I'm going to try my best to document this journey. Both for myself but especially for others that may benefit from it. Paying it forward, because this site has been very helpful to me. Here are a couple of "before" pics. My pre-op is in 3 days and I'm getting very antsy & nervous! I can only imagine what that last week before surgery is gonna be like.
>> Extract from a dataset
PR #3360, opened 2019-09-27
Fix notice error for featured image in Reader Mode template when using Multisite-Global-Media plugin

### LINKED ISSUE #2869: Notice error for featured image in Reader Mode template when using Multisite-Global-Media plugin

Just a little over 48 hours!

Thursday morning feels like a million years away right now! So many thoughts and emotions going through my mind. Mostly praying for a smooth and seamless procedure and a quick recovery. I know the surgery itself is less than an hour but the general anesthesia scares the heck out of me. For some reason, I always wake up screaming and terrified. Dr. Smith assured me that the anesthesiologist will take that all into consideration. I'm sure everyone has these crazy last minute doubts but it's still nice to hear that I'm not alone. I think being a mother makes it all that much more difficult... Mom guilt! As in, what if something happens? Did I risk everything for something selfish? I'm reassured in knowing that my surgeon is very well-qualified, I'm a healthy individual and it's a pretty common procedure. Ugh! These nerves suck! I just want it to be Thursday already. I guess the only thing that'll make me feel better is... MORE WISH BOOBIES! :-) *Feel free to send over any extra good vibes you might have laying around. Even though we're all strangers, I take great comfort in your words and encouragement. ??